Materials provided Block Start

PR #4102, opened 2026-05-18
Hide mod/admin badges on post and comment listings

Nutomic:
With this change only the user profile indicates that someone is an admin. This should make admins and mods less hesitant to participate in discussions as normal user. And people wont think that comments are official communication when they are not. It will also make "mark comment distinguished" more useful (https://github.com/LemmyNet/lemmy/issues/6308).

### DIFF
--- a/src/shared/components/comment/comment-node.tsx
+++ b/src/shared/components/comment/comment-node.tsx
@@ -810,10 +810,8 @@ function CommentHeader({
   myUserInfo,
 }: CommentHeaderProps) {
   const {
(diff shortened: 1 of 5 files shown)


dessalines:
I'm still somewhat torn on this, because I think its more transparent to have the admin / mod status shown. But I'm willing to try it out anyway. Not many people have chimed in with arguments for or against. 

We can revert if people don't like it.

dessalines (approved):

PR #4110, opened 2026-05-19
Change large card view to use full width

Nutomic:
This seems better to view full-size images on desktop, without separately expanding each image.

Screenshot_20260519_143024

### DIFF
--- a/src/shared/components/common/pictrs-image.tsx
+++ b/src/shared/components/common/pictrs-image.tsx
@@ -195,9 +195,12 @@ export function buildPictrsSrc(src: string, type: PictrsImageType): string {
       url.searchParams.set("max_size", thumbnailSize.toString());
       break;
     case "icon":
+    case "icon_without_banner":
       url.searchParams.set("max_size", iconThumbnailSize.toString());
       break;
     case "banner":
+    case "icon_and_banner":
+    case "card_top":
       url.searchParams.set("max_size", bannerSize.toString());
       break;
     case "full_size":
--- a/src/shared/components/common/pictrs-image.tsx
+++ b/src/shared/components/common/pictrs-image.tsx
@@ -200,6 +200,8 @@ export function buildPictrsSrc(src: string, type: PictrsImageType): string {
     case "banner":
       url.searchParams.set("max_size", bannerSize.toString());
       break;
+    case "full_size":
+      break;
     default:
       url.searchParams.set("max_size", defaultImgSize.toString());
       break;
--- a/src/shared/components/common/pictrs-image.tsx
+++ b/src/shared/components/common/pictrs-image.tsx
@@ -18,7 +18,7 @@ const defaultImgSize = 512;
 const bannerSize = 2048;
 
 type PictrsImageType =
-  | "full_size"
+  | "large_thumbnail"
   | "thumbnail"
   | "icon"
   | "banner"
@@ -203,7 +203,9 @@ export function buildPictrsSrc(src: string, type: PictrsImageType): string {
     case "card_top":
       url.searchParams.set("max_size", bannerSize.toString());
       break;
-    case "full_size":
+    case "large_thumbnail":
+      // Use bannerSize here for slight downscaling, but larger than thumbnail
+      url.searchParams.set("max_size", bannerSize.toString());
       break;
     default:
       url.searchParams.set("max_size", defaultImgSize.toString());
--- a/src/shared/components/post/post-listings.tsx
+++ b/src/shared/components/post/post-listings.tsx
@@ -222,8 +222,8 @@ export class PostListings extends Component<PostListingsProps, never> {
 function postListingModeCols(mode: PostListingMode): string {
   switch (mode) {
     case "list":
-      return "col-12";
     case "card":
+      return "col-12";
     case "small_card":
       return "col-12 col-md-6";
   }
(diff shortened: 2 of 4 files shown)


dessalines:
Not a fan of this, especially for wide devices. Then you get stuff like this on really wide devices:


Screenshot_2026-05-19-11-12-48-656_com jerboa


 If you want to increase the double column breakpoint from `md` to `lg` (or possibly `xl` tho, that might work.

Nutomic:
You mean that images get cut off? Doesnt happen in my testing, it always shows the full image. Although theres a problem that tall images can take up the entire screen, possibly needs a max height.

---

Screenshot_20260525_125813

Screenshot_20260525_125826

---

Using `col-xl-6` doesnt seem to work, even with a rather narrow browser window (1040px wide) it shows two columns.

dessalines:
> Although theres a problem that tall images can take up the entire screen, possibly needs a max height.

Yes this is the case, and its why wider screens should be using the 2-column layout.

> Using col-xl-6 doesnt seem to work, even with a rather narrow browser window (1040px wide) it shows two columns.


xl should be >1200 px wide: https://getbootstrap.com/docs/5.3/layout/breakpoints/#available-breakpoints

There's several places where this should be done I think, but I'll test it out.

dessalines:
I've verified that `col-xl-6` works fine.

Nutomic:
Ah making the browser window narrower does switch it to single column. But `col-xl-6` still isnt so helpful, because the main content has a maximum width even on very large screens. So on wider browser window/bigger screen you actually get smaller images:

Screenshot_20260526_115842
Screenshot_20260526_115855

---

With the change in this PR you can see larger images also on big screens, and dont need to expand every single image:
Screenshot_20260526_120000

dessalines:
> because the main content has a maximum width even on very large screens

That's an issue with the top level [containers](https://getbootstrap.com/docs/5.3/layout/containers/#how-they-work) not something to be fixed with this PR. 

The card view should not be ignoring the double columns, that's something that I want to keep.

Nutomic:
The problem is that "Card" and "Small Card" modes are almost identical on large screens. While "Card" does show images a bit larger, its not large enough to view them properly, and so you still need to expand manually for every single image.

src/shared/components/common/pictrs-image.tsx
```diff
@@ -195,11 +195,16 @@ export function buildPictrsSrc(src: string, type: PictrsImageType): string {
...
+    case "icon_without_banner":
       url.searchParams.set("max_size", iconThumbnailSize.toString());
       break;
     case "banner":
+    case "icon_and_banner":
+    case "card_top":
       url.searchParams.set("max_size", bannerSize.toString());
       break;
+    case "full_size":
+      break;
```
Nutomic, line 209: Noticed a bug here, in large card mode it was always loading images downscaled to 512px because it was entering the default case here. Also added other variants where it seems to make sense.

src/shared/components/post/post-listings.tsx
```diff
@@ -222,8 +222,8 @@ export class PostListings extends Component<PostListingsProps, never> {
 function postListingModeCols(mode: PostListingMode): string {
   switch (mode) {
     case "list":
-      return "col-12";
     case "card":
+      return "col-12";
     case "small_card":
       return "col-12 col-md-6";
```
dessalines: Just change this:

```suggestion
      return "col-12 col-xl-6";
```

The cards should still be doing a 2-column masonry layout, its what differentiates it from a list view.

src/shared/components/common/pictrs-image.tsx
dessalines: Hrm... not sure about this one. `512px` seems plenty large enough, and we def want to downscale no matter, even for the card views, to save on initial page load bandwidth. These images could be 10MB or more, we don't know.

The only time we shouldn't be downscaling IMO, is for the full image viewer.

dessalines:
> The problem is that "Card" and "Small Card" modes are almost identical on large screens. While "Card" does show images a bit larger, its not large enough to view them properly, and so you still need to expand manually for every single image.

I'm not really sure that's the case:
 
Screenshot_2026-05-28-14-07-42-273_org cromite cromite

This to me is plenty large enough for scrolling, and my screen isn't even that large.

src/shared/components/common/pictrs-image.tsx
Nutomic: Okay changed the name to `large_thumbnail` and set it to 2048px.

Nutomic:
Sure the text is still barely readable. But if you use Card view on mobile it shows images practically in fullscreen size. Then switch to desktop with the same mode and suddenly you only get medium-sized thumbnails.

In the Lemmy settings you can only specify a single Listing Mode which applies to all devices. So it should actually have similar functionality everywhere, otherwise you need to change Listing Mode all the time.

dessalines:
If ppl want an ultra-wide view, that's what `list` view mode is for. The card views should use a masonry layout (2 columns for xl screens and higher). This PR as it is undoes that.

In the future we could possibly make the number of columns configurable, but IMO that's a bad idea, because it should be done automatically by the current device screen size. 

We should also probably even add 3 columns or more for `xxl` screens.

Nutomic:
More columns makes no sense if the container has such a limited width. On large screen with browser in fullscreen, Lemmy only uses about half the available width.

dessalines (approved):

PR #4112, opened 2026-05-19
Clear markdown from local storage when submitting post and others

Nutomic:
Some of the markdown forms dont use the Textarea's onSubmit function, so they are not clearing the markdown in localstorage when submitted. You can reproduce this by creating a new post with body text, the body text will be prefilled in the comment form.

Means we need to clear it explicitly in every handler.


dessalines (approved):

dessalines:
We might discover others, but that'll have to be after testing.

Nutomic:
I searched the code MarkdownTextarea and made adjustments wherever it was specified without onSubmit parameter, so these should be all.

PR #4114, opened 2026-05-19
Update theme and language after login/register

Nutomic:


src/shared/components/home/signup.tsx
```diff
@@ -472,6 +472,11 @@ async function handleRegisterSubmit(
 
           if (myUserRes.state === "success") {
             updateMyUserInfo(myUserRes.data);
+            refreshTheme();
+            await I18NextService.reconfigure(
+              window.navigator.languages,
+              myUserRes.data.local_user_view.local_user.interface_language,
+            );
```
Nutomic, line 479: Important for https://github.com/LemmyNet/lemmy/issues/6154

dessalines (approved):

Issue #4132, opened 2026-05-22
Create post page shows too many related posts


Nutomic:
<img width="795" height="1274" alt="Image" src="https://github.com/user-attachments/assets/82c8f9bc-bfe2-48c6-938a-8f8c1f3bf291" />

It seems to use the default post listing limit of 20 items. This means you need to scroll down a lot to reach the other inputs. Should be changed to a lower limit (around 3-5), or use max-height for related posts with scrollbar.

And actually none of the posts here are actually related. It should use title only search instead.

PR #4133, opened 2026-05-22
Better related posts in post form (fixes #4123)

### LINKED ISSUE #4123: Notification picker overflows community sidebar
The text "Replies and mentions (default)" is too long so the text overflows. Changing the text is not a good solution because other languages may also have overflows. Instead we should truncate the button text, and only show the full text inside the dropdown.

Image

Nutomic:
Screenshot_20260522_145224


dessalines (approved):

dessalines:
Fixes #4132

PR #4148, opened 2026-05-25
1.0 prefix for nightly version

Nutomic:


Dockerfile
```diff
@@ -48,7 +48,7 @@ COPY .git .git
 # If the CI is the cron, then use nightly, otherwise use the tag.
 ARG CI_PIPELINE_EVENT
 RUN \
-  VERSION_OUT=$([ "$CI_PIPELINE_EVENT" = "cron" ] && echo "nightly-$(date -u +"%Y-%m-%d")" || echo $(git describe --tag)); \
+  VERSION_OUT=$([ "$CI_PIPELINE_EVENT" = "cron" ] && echo "1.0.0-nightly-$(date -u +"%Y-%m-%d")" || echo $(git describe --tag)); \
```
dessalines: Should probably be `$(git describe --tag --abbrev=0)-nightly-...`

Nutomic: That would generate `1.0.0-beta.0-nightly-2026-05-26` which looks wrong, cant be nightly and beta at the same time.

Nutomic: Found a solution with sed

dessalines: Either one works for me. The sed isn't that necessary because it is the correct tag. But this is fine, the main thing is that nightly is appended to the end.

dessalines (approved):

Dockerfile
dessalines: I'm also thinking that even the full git version (ie not abbrev=0), might also not be bad for the cron builds. Gives a specific commit to reference.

Materials provided Block End

Whenever the word "window" shows up in a line of the entries, list that line.

Using `col-xl-6` doesnt seem to work, even with a rather narrow browser window (1040px wide) it shows two columns.
> Using col-xl-6 doesnt seem to work, even with a rather narrow browser window (1040px wide) it shows two columns.
Ah making the browser window narrower does switch it to single column. But `col-xl-6` still isnt so helpful, because the main content has a maximum width even on very large screens. So on wider browser window/bigger screen you actually get smaller images:
+              window.navigator.languages,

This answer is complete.